- **WHAT TO WORK ON**: How many lines in this data contain the string "openfl"? Reply with the number only.

Stored data
PR #779, opened 2024-07-11
Document duplicate heading ids and how to avoid them

jdbaldry:
Duplicate headings only arise when using `docs/shared`.

This PR aims to explain why and how to work around it.

### DIFF
--- a/docs/sources/write/shortcodes/index.md
+++ b/docs/sources/write/shortcodes/index.md
@@ -568,7 +568,7 @@ To trigger a rebuild after changes to a source file, perform a trivial change to
 
 ### Shared files and headings
 
-Hugo renders the shortcode separately to the page. As a result, if the same heading exists in a shared file as well as in the page that includes it, they'll have the same heading identifier. This duplication of heading identifiers breaks the ability link to the headings properly.
+Hugo renders the shortcode separately to the page. As a result, if the same heading exists in a shared file and the page that includes it, they'll have the same heading identifier. This duplication of heading identifiers breaks the ability to link to the headings properly.
 
 To work around this, set a heading identifier in the shared file.
 If there are two shared files with the same heading, you only need to set a heading identifier in one of them.
--- a/docs/sources/write/shortcodes/index.md
+++ b/docs/sources/write/shortcodes/index.md
@@ -568,7 +568,7 @@ To trigger a rebuild after changes to a source file, perform a trivial change to
 
 ### Shared files and headings
 
-Hugo renders the shortcode separately to the page. As a result, if the same heading exists in a shared file as well as in the page that includes it, they'll have the same heading identifier. This duplication of heading identifiers breaks the ability link to the headings properly. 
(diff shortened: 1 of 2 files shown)


docs/sources/write/shortcodes/index.md
```diff
@@ -566,6 +566,14 @@ Hugo doesn't rebuild the destination file when a source file changes on disk.
 To trigger a rebuild after changes to a source file, perform a trivial change to the destination file and save that, too.
 {{< /admonition >}}
 
+{{< admonition type="note" >}}
+Hugo renders the shortcode separately to the page.
+If the same heading exists in a shared file and in the page that includes it, they'll have the same heading identifier.
+
+To work around this, set the heading identifier in the shared file.
+To set a heading identifier, refer to the [Markdown guide](https://grafana.com/docs/writers-toolkit/write/markdown-guide/#identifiers).
+{{< /admonition >}}
```
imatwawana, line 575:
```suggestion
Because Hugo renders the shortcode separately to the page, if the same heading exists in a shared file as well as in the page that includes it, they'll have the same heading identifier. This duplication of heading identifiers breaks the ability link to the headings properly. 

To work around this, set a heading identifier in the shared file.
If there are two shared files with the same heading, you only need to set a heading identifier in one of them.
To set a heading identifier, refer to the [Markdown guide](https://grafana.com/docs/writers-toolkit/write/markdown-guide/#identifiers).
```

imatwawana (commented):
Thank you for tackling this. I've suggested some edits for the shortcodes content. I've also taken it out of an admonition because it's part of properly using a shared file, and that content is a bit long for a note. When I read notes, I think of them as like a side quest where I still need to keep the main campaign in my brain. I think a note this long that includes directions, is a bit too much for a side quest.

docs/sources/write/shortcodes/index.md
clayton-cornell: Could we split line 571 into two sentences?

`Hugo renders the shortcode separately to the page. If the same heading exists in a shared file as well as in the page that includes it, they'll have the same heading identifier.`

imatwawana: I made it once sentence to ensure that those two ideas were tied for the reader. I've made an update to split it up but keep the connection.

docs/sources/write/shortcodes/index.md
```diff
@@ -566,6 +566,14 @@ Hugo doesn't rebuild the destination file when a source file changes on disk.
 To trigger a rebuild after changes to a source file, perform a trivial change to the destination file and save that, too.
 {{< /admonition >}}
 
+### Shared files and headings
+
+Hugo renders the shortcode separately to the page. As a result, if the same heading exists in a shared file as well as in the page that includes it, they'll have the same heading identifier. This duplication of heading identifiers breaks the ability link to the headings properly.
```
chri2547, line 571:
```suggestion
Hugo renders the shortcode separately to the page. As a result, if the same heading exists in a shared file and the page that includes it, they'll have the same heading identifier. This duplication of heading identifiers breaks the ability to link to the headings properly.
```

chri2547 (approved):
one nit

PR #798, opened 2024-07-29
Update Headings.yml

chri2547:
Added new product name "Grafana Cloud Asserts"


jdbaldry:
Thanks for the contribution. I think this is already covered by #796 so let's merge that instead.

PR #800, opened 2024-07-30
Document pyro-flame-graph shortcode

LucasMRC:
Adds documentation entry for the `pyro-flame-graph` shortcode.

Context for the feature is in https://github.com/grafana/website/issues/19745.

### DIFF
--- a/docs/sources/write/shortcodes/index.md
+++ b/docs/sources/write/shortcodes/index.md
@@ -1025,6 +1025,20 @@ You can configure automatic playback with:
 ```markdown
 {{</* youtube id="g97CjKOZqT4" autoplay="true" */>}}
 ```
+## Pyroscope flamegraph
+
+The `pyro-flamegraph` shortcode embeds pyroscope flamegraphs.
+
+| Parameter  | Description                                     | Required |
+| ---------- | ----------------------------------------------- | -------- |
+| `id`       | Flamegraph id                                   | yes      |
+
+The `id` is the value present in the iframe url after the `/shared/` path parameter.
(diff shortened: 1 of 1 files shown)


jdbaldry (commented):
Ah, this PR reminded me that we prefer "flame graph" and not "flamegraph".

Thanks for contributing this. Would you mind if I submitted the website PR to change the shortcode to be `pyro-flame-graph` and then I can also clean up this PR to match that guidance.

LucasMRC:
Sounds perfect!

JStickler:
Curious as to why someone would be inserting an actual graph (vs a screen shot of a flame graph) into the documentation?  I would assume that the data that's generating the graph would need to be publicly visible to all users in all geos?  What is displayed if there is no data? Or the data source is unavailable to a user for some reason (network issues, etc.)?   I'm just not sure what the use case is here....

jdbaldry:
> Curious as to why someone would be inserting an actual graph (vs a screen shot of a flame graph) into the documentation? I would assume that the data that's generating the graph would need to be publicly visible to all users in all geos? What is displayed if there is no data? Or the data source is unavailable to a user for some reason (network issues, etc.)? I'm just not sure what the use case is here....

Good question, I've updated the description to include a link to the issue that prompted the creation of the shortcode.

JStickler:
@jdbaldry thanks for the context.  Should we document that this is intended to be used on Blog posts rather than user docs?

jdbaldry:
> @jdbaldry thanks for the context. Should we document that this is intended to be used on Blog posts rather than user docs?

@jstickler Although the shortcode was originally implemented to allow the migration of Pyroscope blog posts, are there reasons we should discourage use of this in documentation?

@LucasMRC do you know of any reasons to not use this in documentation?

LucasMRC:
> @LucasMRC do you know of any reasons to not use this in documentation?

Nope, I don't know of any specific reason why not to use it in docs.

PR #805, opened 2024-08-07
Add grammar rules for drop-down and dataset spelling

imatwawana:


jdbaldry (approved):
Thanks, I'm gonna update the Vale rule to more correctly report this too.

PR #819, opened 2024-08-28
Document how to structure references

jdbaldry:


docs/sources/write/style-guide/write-for-developers/index.md
```diff
@@ -85,6 +85,14 @@ Additional tips:
   For example, don't change `MyEvent` to `MyEvents`; refer to the `MyEvent` objects.
 - If the element does some sort of action, start the first sentence of the description with an action verb.
 
+### Reference structure
+
+Organize references alphabetically, organizing by frequency of use is too subjective.
+
+If the reference has required and optional components, document them separately.
```
clayton-cornell, line 92: Do we interpret this as... put the required at the top of the list, or as a separate section?

I'm not yet 100% on putting required as a separate section.

As a separate section it could look like this:
image

jdbaldry: Yeah, I'm not certain either. Might be easiest to resolve this discussion in Slack and then update this PR with the outcome and reasons.

chri2547: Maybe add required or optional in the description, as the first bit of information. Like "Required. Handler from an..."? I think that's how I've done this in the past.

chri2547 (approved):

jdbaldry:
Gonna get this in to stop it hanging around but I'll happily review any iterations on the advice

PR #768, opened 2015-07-28
Fixes text rendering & word wrapping.

larsiusprime:
I'm off by one vertical pixel in ascender metrics for the default text (times new roman) on windows, but can't track it down. The round() functions on LINE_HEIGHT, ASCENDER, and DESCENDER are about trying to dial that in to what flash/legacy does.


larsiusprime:
Summary:

1. Fix basic text rendering (was broken)
2. Implement correct word wrapping that matches flash & legacy (ie, break on whitespace as well as hyphens)
3. Cleanup and refactor potentially useful functions into openfl._internal.text.TextUtil class

PR #784, opened 2015-08-07
Text

larsiusprime:
Post merge catch-up


MSGhero:
Not gonna lie, I'm kinda scared to update openfl after all these changes.

larsiusprime:
Heh :)

Most of these changes just have to do with text rendering and affect the -Dnext branch only. I've been testing pretty rigorously against a lot of demos comparing flash output -Dnext and fixing the discrepancies. After this last set of changes, -Dnext text rendering is closer to flash than it's ever been.

That said we should probably make sure this is very well tested against as many text demos as we can before we put it out on haxelib.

- **EXERCISE OUTPUT**: 2